---------- Records provided
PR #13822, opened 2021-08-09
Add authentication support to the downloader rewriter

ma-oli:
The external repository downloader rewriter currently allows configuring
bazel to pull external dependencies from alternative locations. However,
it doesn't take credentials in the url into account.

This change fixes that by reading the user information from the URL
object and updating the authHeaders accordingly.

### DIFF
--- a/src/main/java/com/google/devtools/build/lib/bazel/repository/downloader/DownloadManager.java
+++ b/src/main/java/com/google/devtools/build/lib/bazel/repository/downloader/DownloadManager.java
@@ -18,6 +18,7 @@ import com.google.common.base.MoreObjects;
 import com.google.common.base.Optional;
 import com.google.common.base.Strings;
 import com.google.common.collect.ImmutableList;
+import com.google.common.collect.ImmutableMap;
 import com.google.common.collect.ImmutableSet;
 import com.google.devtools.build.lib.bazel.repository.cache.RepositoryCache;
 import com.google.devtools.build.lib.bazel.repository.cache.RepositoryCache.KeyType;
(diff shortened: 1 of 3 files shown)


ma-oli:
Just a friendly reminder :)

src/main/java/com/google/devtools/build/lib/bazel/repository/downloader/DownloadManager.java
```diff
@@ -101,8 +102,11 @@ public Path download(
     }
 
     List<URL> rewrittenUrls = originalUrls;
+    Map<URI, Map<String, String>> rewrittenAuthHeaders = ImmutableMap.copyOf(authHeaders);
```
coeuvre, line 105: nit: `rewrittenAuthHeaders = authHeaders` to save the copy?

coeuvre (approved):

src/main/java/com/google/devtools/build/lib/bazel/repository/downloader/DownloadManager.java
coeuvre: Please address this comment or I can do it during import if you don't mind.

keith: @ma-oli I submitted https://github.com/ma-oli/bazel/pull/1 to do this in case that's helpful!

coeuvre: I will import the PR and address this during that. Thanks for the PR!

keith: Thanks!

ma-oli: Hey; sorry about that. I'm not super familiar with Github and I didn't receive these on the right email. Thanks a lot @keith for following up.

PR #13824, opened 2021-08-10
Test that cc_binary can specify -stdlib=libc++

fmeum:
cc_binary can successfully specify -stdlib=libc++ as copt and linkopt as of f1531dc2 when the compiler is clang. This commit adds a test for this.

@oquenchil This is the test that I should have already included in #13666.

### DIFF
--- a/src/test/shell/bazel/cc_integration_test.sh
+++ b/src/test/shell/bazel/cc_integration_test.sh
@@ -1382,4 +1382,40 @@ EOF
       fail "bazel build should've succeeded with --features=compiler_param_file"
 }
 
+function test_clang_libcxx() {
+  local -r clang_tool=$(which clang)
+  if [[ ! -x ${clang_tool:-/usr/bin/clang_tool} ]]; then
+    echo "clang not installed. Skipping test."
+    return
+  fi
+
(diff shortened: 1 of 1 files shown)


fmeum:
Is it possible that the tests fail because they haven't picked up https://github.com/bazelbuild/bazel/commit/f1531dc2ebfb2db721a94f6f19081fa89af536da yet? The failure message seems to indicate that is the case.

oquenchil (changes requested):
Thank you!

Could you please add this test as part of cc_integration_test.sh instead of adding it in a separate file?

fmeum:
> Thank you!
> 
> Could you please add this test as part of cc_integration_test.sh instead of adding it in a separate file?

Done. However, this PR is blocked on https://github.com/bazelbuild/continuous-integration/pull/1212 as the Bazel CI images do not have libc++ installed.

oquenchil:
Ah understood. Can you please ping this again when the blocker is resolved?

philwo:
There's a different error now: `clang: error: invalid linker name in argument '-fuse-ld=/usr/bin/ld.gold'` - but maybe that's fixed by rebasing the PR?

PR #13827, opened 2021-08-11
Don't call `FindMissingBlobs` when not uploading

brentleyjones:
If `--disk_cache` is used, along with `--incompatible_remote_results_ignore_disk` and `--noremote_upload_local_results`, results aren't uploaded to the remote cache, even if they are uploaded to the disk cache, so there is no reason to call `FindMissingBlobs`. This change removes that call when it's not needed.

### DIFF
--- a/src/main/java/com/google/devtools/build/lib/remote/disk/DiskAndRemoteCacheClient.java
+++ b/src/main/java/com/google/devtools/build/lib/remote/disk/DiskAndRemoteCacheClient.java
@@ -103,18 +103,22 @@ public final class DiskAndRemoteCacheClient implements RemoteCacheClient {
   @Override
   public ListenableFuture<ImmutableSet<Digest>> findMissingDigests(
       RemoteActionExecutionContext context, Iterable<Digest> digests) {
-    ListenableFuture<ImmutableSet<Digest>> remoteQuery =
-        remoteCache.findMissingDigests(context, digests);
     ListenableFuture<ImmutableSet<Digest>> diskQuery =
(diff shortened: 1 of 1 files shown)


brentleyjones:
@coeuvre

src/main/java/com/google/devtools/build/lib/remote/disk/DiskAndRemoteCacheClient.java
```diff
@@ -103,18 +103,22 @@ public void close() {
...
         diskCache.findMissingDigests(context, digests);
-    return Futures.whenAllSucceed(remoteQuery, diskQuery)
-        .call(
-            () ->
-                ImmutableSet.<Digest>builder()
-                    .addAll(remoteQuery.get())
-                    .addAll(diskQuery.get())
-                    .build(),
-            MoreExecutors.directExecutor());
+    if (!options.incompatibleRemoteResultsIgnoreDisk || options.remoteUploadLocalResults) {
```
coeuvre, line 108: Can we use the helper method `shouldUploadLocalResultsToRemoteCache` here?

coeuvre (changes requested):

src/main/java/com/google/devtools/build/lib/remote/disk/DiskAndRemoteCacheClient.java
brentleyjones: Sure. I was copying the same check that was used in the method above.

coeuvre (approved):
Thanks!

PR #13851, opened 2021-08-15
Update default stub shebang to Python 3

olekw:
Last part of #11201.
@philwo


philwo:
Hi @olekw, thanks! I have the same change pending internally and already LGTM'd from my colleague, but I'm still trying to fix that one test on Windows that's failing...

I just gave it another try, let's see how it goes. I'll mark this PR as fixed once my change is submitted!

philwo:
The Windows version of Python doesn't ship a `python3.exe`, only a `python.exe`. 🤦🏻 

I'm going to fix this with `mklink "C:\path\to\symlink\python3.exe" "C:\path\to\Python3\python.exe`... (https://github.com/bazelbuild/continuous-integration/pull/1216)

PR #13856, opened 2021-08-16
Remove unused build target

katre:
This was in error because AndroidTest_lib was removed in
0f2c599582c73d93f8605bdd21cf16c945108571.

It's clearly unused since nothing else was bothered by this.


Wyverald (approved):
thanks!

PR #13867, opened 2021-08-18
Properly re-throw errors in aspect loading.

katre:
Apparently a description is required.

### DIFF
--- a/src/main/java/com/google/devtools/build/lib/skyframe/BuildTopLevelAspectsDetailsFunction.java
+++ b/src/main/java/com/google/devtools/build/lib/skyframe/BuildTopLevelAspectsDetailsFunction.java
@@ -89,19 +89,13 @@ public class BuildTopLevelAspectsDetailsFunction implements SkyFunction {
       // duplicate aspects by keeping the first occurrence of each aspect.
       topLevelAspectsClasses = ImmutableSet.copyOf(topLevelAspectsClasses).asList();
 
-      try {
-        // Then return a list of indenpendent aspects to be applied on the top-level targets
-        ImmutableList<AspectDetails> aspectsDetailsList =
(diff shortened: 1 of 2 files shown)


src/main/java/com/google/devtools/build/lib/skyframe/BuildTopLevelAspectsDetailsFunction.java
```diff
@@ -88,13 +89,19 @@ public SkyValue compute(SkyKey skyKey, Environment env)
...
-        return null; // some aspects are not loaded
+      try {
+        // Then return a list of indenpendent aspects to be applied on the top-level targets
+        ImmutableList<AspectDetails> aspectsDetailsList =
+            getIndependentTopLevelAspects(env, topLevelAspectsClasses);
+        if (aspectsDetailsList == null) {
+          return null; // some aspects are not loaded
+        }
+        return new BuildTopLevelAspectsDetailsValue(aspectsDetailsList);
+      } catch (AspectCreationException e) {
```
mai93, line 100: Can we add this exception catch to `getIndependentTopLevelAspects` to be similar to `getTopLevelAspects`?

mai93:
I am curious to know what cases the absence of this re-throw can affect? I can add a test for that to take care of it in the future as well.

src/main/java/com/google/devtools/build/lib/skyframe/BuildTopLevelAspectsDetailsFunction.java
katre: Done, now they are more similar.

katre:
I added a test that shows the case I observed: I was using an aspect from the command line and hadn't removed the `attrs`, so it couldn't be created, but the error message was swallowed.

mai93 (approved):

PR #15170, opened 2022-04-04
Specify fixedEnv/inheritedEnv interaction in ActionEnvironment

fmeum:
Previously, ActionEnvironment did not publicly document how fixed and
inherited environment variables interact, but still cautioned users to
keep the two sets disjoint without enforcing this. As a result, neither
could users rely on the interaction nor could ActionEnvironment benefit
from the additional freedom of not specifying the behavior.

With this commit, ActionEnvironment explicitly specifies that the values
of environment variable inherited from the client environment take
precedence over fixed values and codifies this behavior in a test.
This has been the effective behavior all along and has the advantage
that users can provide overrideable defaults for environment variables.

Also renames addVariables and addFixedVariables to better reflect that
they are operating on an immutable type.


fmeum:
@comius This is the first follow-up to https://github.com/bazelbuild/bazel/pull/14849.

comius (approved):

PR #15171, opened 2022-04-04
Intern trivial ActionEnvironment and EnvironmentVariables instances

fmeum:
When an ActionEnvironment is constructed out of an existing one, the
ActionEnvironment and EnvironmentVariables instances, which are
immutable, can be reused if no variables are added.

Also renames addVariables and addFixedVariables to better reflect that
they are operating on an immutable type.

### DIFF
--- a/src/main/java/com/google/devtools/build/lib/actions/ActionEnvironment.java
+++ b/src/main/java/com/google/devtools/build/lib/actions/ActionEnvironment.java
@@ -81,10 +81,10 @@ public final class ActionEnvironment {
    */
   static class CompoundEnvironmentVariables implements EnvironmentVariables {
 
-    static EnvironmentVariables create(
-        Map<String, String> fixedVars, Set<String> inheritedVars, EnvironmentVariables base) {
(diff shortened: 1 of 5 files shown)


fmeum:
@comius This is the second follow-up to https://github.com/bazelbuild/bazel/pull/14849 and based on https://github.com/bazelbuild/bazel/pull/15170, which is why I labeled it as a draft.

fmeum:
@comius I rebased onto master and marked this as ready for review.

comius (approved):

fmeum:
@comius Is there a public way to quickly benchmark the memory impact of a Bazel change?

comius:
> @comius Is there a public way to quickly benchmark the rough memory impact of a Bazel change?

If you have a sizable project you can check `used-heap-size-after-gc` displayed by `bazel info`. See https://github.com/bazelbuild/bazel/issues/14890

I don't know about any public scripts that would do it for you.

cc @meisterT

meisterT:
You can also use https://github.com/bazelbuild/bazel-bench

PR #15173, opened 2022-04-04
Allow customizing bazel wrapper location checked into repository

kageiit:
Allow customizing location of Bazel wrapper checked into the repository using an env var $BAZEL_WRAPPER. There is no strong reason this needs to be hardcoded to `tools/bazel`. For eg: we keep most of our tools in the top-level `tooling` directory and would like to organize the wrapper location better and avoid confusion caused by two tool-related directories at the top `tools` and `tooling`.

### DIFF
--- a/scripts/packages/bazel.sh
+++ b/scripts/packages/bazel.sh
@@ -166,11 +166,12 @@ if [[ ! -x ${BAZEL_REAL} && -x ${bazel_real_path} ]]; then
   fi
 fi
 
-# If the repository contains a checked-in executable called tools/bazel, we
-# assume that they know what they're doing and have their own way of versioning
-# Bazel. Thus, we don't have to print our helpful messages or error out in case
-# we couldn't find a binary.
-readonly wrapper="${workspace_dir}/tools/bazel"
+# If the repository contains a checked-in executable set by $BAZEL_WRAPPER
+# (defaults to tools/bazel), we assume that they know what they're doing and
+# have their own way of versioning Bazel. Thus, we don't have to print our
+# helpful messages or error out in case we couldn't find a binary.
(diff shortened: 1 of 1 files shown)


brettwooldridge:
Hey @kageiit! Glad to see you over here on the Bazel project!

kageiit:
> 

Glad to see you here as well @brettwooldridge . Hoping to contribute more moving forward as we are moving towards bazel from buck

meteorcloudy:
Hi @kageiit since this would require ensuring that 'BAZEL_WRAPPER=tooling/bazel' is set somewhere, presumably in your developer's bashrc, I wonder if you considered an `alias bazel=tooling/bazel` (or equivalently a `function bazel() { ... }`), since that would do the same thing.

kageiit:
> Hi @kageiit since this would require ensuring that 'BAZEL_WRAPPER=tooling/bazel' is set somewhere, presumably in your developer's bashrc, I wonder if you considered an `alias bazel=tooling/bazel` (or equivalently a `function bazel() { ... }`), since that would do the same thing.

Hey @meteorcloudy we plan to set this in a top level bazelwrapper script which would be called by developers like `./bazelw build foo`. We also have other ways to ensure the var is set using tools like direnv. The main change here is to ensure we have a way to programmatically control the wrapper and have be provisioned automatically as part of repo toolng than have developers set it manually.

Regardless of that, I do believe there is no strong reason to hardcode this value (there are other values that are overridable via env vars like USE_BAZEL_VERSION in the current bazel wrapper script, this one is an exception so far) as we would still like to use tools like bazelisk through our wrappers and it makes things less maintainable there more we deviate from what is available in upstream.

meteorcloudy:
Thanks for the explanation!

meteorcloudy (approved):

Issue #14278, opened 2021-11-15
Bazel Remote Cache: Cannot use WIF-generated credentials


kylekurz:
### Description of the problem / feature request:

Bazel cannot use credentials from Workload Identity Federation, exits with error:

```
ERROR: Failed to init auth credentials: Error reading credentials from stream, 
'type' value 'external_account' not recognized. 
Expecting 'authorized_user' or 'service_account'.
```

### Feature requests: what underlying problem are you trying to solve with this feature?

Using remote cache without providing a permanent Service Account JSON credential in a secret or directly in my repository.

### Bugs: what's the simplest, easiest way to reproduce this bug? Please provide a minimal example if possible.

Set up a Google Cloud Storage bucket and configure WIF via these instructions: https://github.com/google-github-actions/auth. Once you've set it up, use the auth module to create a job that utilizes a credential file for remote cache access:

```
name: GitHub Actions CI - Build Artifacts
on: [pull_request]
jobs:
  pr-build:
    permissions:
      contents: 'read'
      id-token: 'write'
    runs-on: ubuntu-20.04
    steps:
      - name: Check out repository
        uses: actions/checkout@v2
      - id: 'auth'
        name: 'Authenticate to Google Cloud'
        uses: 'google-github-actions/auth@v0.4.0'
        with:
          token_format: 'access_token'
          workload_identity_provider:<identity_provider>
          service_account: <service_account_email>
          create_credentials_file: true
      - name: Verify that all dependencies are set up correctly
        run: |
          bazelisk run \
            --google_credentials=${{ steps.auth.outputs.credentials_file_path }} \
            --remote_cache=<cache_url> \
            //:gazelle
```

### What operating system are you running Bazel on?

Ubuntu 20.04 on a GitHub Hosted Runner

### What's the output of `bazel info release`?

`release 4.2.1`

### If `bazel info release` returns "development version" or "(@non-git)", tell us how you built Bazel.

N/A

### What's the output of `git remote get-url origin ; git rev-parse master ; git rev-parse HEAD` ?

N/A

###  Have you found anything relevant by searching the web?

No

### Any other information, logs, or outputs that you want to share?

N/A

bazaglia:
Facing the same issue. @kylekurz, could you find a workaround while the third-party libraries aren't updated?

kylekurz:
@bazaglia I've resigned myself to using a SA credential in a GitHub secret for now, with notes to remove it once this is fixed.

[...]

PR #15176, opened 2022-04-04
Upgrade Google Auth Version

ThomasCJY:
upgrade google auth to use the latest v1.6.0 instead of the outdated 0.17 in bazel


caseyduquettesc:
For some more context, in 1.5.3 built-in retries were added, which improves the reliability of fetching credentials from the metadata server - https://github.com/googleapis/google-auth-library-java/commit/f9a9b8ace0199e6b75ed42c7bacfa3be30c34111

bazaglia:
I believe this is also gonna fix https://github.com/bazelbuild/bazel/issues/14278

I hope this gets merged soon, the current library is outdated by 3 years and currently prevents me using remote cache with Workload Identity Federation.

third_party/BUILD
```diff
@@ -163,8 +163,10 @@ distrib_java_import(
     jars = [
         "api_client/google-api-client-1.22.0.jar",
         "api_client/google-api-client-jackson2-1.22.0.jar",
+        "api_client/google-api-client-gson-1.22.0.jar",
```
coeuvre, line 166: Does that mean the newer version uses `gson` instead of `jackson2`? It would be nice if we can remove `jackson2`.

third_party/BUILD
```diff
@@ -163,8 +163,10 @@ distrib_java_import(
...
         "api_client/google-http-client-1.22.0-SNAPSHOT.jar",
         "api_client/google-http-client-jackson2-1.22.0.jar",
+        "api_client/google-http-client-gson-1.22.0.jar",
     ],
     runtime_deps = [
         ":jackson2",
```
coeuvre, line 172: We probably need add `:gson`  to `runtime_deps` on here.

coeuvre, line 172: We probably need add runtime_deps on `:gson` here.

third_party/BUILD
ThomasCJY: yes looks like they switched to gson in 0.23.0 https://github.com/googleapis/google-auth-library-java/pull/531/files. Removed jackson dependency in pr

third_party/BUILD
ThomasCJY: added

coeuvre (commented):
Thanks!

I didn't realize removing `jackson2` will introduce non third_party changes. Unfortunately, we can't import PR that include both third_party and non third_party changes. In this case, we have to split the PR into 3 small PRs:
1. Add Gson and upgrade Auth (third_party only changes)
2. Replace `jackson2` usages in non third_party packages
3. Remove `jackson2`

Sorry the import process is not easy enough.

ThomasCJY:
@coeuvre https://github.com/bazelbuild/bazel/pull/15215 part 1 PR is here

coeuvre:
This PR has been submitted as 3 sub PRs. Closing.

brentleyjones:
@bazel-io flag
--------------------
Report all lines in the records that include the string "trying".

Hi @olekw, thanks! I have the same change pending internally and already LGTM'd from my colleague, but I'm still trying to fix that one test on Windows that's failing...
### Feature requests: what underlying problem are you trying to solve with this feature?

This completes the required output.